In April of this year, a BAE Systems Jetstream research aircraft flew from Preston in Lancashire, England, to Inverness, Scotland and back. This 500-mile (805 km) journey wouldn't be worth noting if it weren't for the small detail that its pilot was not on board, but sitting on the ground in Warton, Lancashire and that the plane did most of the flying itself. Even this alteration of a standard commercial prop plane into an Unmanned Aerial Vehicle (UAV) seems a back page item until you realize that this may herald the biggest revolution in civil aviation since Wilbur Wright won the coin toss at Kitty Hawk in 1903.
The Jetstream flight was conducted as part of the Autonomous Systems Technology Related Airborne Evaluation & Assessment (ASTRAEA) program, which is a UK industry-led consortium aimed at developing unmanned aircraft that can operate routinely in civilian airspace. It’s one of hundreds of UAV projects around the world, but what’s notable about it is how the use of a passenger plane blurs the line between quadcopter-with-a-camera jobs and full-blown airliners.
For many people, UAVs came out nowhere. In the popular imagination, they started out as exotic reconnaissance aircraft in the early days of the Afghanistan War that have grown in numbers and sophistication until they’ve turned into experimental combat aircraft taking off from aircraft carriers. In fact, UAVs have come from a number of areas aside from the military. Hobbyists have made their contributions, scientists as well, and, of course, aircraft engineers.
In many ways, UAVs are a bit like computers. First they were rare and then they were everywhere. Whether they’re tiny quadcopters that fly within a few hundred feet of their operator or huge winged affairs piloted via satellite thousands of miles from the joystick, UAVs are taking to the skies in ever-increasing numbers for a a variety of applications.
One obvious area for UAVs to move into is police work. Take away the missiles and hunting for bad guys on a civilian street is very similar to hunting them on the battlefield. The challenges are virtually the same and transferring the technology from one sphere to the other is relatively straightforward. An eye in the sky could be used for general law enforcement, border control, sea lane monitoring, traffic control, crime scene photography, searching for missing persons, and combating drug trafficking.
The FBI has admitted in recent congressional testimony to using UAVs in the US on a number of occasions and some US police departments have been granted permission by the FAA to operate them. In Canada, a UAV is credited with saving a man’s life. However, other locations, such as Seattle, have abandoned plans for their own drones due to the fierce debate over the use of UAVs in law enforcement.

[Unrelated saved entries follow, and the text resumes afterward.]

PR #446, opened 2021-01-27
Initial docs structure

omri374:
Proposed docs structure. 
Visually:
image

Some remarks:
1. Added "installation" which looks at installing the ready solution (by pip or docker pull) holistically and not focusing on one service
2. Example python and docker/http usages for using multiple services (e.g., analyzer + anonymizer) are under `samples`. There's an additional layer with "samples/deployments".
3. The current README on presidio-analyzer and presidio-anonymizer folders should move into the docs. We can have a link there to the docs.
4. Yet to be finalized is how to document API references. Are we generating something automatically / pointing to swagger or writing something manually?
5. Design doc is planned to provide a bigger picture of the multi-service design, but maybe this is unnecessary.
6. Removed authors list. No actual need for this IMHO.


navalev (approved):
IMO We should minimize the main readme, but that can be done in a seperate cycle

navalev (approved):
python samples should not be under deployment IMO
As for API reference - in the gRPC version we generated (manually) swagger spec. We can do the same ADO1843 (backlog)

cobypeled (commented):
The initial idea was to have the Samples folder outside of Docs, wasn't it?
I think both are fine.
To Nava's point I agree with it would make more sense to have a folder for samples that will include deployment.

navalev (approved):

omri374:
@cobypeled @navalev thanks for the review.
Created another layer of samples. Now it contains Python, Docker and deployments where we currently have App Service.

@cobypeled did a check and we have to contain the samples within docs if docs are referencing to it, otherwise we'll have broken links on microsoft.github.io/presidio

cobypeled (approved):

cobypeled (approved):

navalev (approved):

PR #448, opened 2021-01-28
Add replace anonymizer

shiranr:
Add replace anonymizer 
Make the anonymizers eager loaded instead of lazy.


navalev (approved):

presidio-anonymizer/presidio_anonymizer/entities/anonymizer_request.py
```diff
@@ -106,12 +107,12 @@ def __get_anonymizer(self, transformation):
         Extract the anonymizer class from the anonymizers list.
 
         :param transformation: a single transformation value
-        :return: anonymizer_class
+        :return: anonymizer
```
SharonHart, line 110: if you've dropped the reference for it being a class, add it as type hint

shiranr: Done.

navalev (approved):

SharonHart (approved):

PR #453, opened 2021-01-28
CI - Deploy to dev environment

balteravishay:
This PR adds:
* split pipeline to stages: build&test and deploy
* deploy to app service in B/G deployment: create slot, deploy to slot, run smoke test on slot, swap slot if successful, delete slot (always).
* use variable group for pipeline instead of singular variables.

### DIFF
--- a/azure-pipelines.yml
+++ b/azure-pipelines.yml
@@ -1,213 +1,363 @@
 # Presidio PR validation and CI pipeline.
 # * PR Validation: security analysis, lint, unit test, functional tests
-# * CI: lint, unit test, functional tests, push to private Azure Container registry 
+# * CI: lint, unit test, functional tests, push to private Azure Container registry
 #       and deploy to internal development environment
 
 trigger:
   branches:
     include:
-    - V2
+    - V2s
 
 pr:
   branches:
     include:
       - V2
 
-jobs:
-    #- job: validate
-    #  displayName: 'Validate PR pre-requisites'
-    #  steps:
-    #    - template: .pipelines/templates/validate-version.yml
-    #      parameters:
-    #        UPSTREAM_BRANCH: $(System.PullRequest.TargetBranch)
-
-    - job: Inclusivelint
-      displayName: 'Inclusive linting validation'
-      steps:
-        - task: Bash@3
-          displayName: 'inclusive lint'
-          inputs:
-            targetType: 'inline'
-            script: |
-              npm install inclusivelint
-              npx inclusivelint -r -p .
-    
-    - job: SecurityAnalysis
-      displayName: Security Analysis
-      condition: ne(variables['Build.Reason'], 'IndividualCI')
-      pool:
-          # CredScan only runs on Windows
-          vmImage: 'windows-latest'
-      steps:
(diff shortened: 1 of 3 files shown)


navalev (dismissed):

azure-pipelines.yml
```diff
@@ -1,213 +1,347 @@
...
+        - job: WaitForDeployment
+          displayName: Wait for deployment
+          dependsOn: 
+            - DeployAnalyzerToDev
+            - DeployAnonymizerToDev
+          pool: Server
+          steps:
+          - task: Delay@1
+            inputs:
+              delayForMinutes: '5'
```
itye-msft, line 296: Isn't there any other way?
What if it won't finish in 5 minutes?

azure-pipelines.yml
```diff
@@ -1,213 +1,347 @@
...
+          dependsOn: 
+            - DeployAnalyzerToDev
+            - DeployAnonymizerToDev
+            - WaitForDeployment
+          variables:
+            ANALYZER_STAGING_URI: $[ dependencies.DeployAnalyzerToDev.outputs['createStagingSlot.STAGING_URI'] ]  
+            ANONYMIZER_STAGING_URI: $[ dependencies.DeployAnonymizerToDev.outputs['createStagingSlot.STAGING_URI'] ]  
+          steps:
+          - task: Bash@3
+            displayName: 'Smoke test'
```
itye-msft, line 309: Can this depend on external file, because if any changes to the interface occurs, you need to change the CI!

itye-msft (changes requested):
Looks good. left some comments

azure-pipelines.yml
balteravishay: i wish there is, and would take any suggestion.
the problem is that its an app service pulling and running the container. there is no "status" or "readiness" you can query.
the only workaround which may fit what you want is to put the smoke tests in a a while loop. 
do you think that's better?

azure-pipelines.yml
balteravishay: great comment! i removed the specific requests and switched to using /health endpoint of both services. (had to add it to anonymizer as well).

azure-pipelines.yml
navalev: how about adding "semi" smoke test in a loop - curl to a health check to each service?
question - can we deploy the apps using ARM templates and wait for an output from the template (say have an output variable with the slot id)?

balteravishay: @navalev the ARM template deployment exists after the app service is up and does not wait for the container to pull. there is also no "readiness" that i could find that indicates if the container is ready or not. i will do the following:
* implement a while loop on the smoke test instead of delay, with an exit of 5 minutes.
* ask a question in the relevant CSE tech domain

navalev: so we're going with the while loop (until we get a 200)

navalev (approved):

azure-pipelines.yml
balteravishay: done

navalev (approved):

itye-msft (approved):
LGTM

PR #455, opened 2021-01-30
Anonymizer - Integration Tests Infra + Mask scenarios

SharonHart:
This adds an infrastructure for anonymizer integration tests.
While 'integration' terminology was used before in the functional-tests context (where we test integration **between presidio services** through API), here, the integration is **between anonymizer components** (like engine-anonymizers, with as less mocks as possible).
Why is the functional-tests module not sufficient? Since presidio services can be used as packages, functionality can be extended without exposing new REST APIs.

The question isn't just whether drones should be used at all, but also how they should be used. Should they only be used in extraordinary circumstances, such as hostage situations? Should they be used routinely like a CCTV camera on a pole a hundred feet tall? What sort of oversight is needed? How can privacy issues be addressed? When does policing go over the line to surveillance of the public?
Beyond law enforcement, civilian UAVs in the US are almost non-existent. The FAA has only one rule concerning UAVs, which is that they can’t be used. The agency will authorize UAVs on a case by case basis, but has issued less than three hundred permits. Most of these are for law enforcement with the remainder going to university research programs and pilot projects, such as monitoring wildfires. Even then, most UAVs must operate under severe restrictions, such as remaining in sight of the operator at all times and at very low altitude.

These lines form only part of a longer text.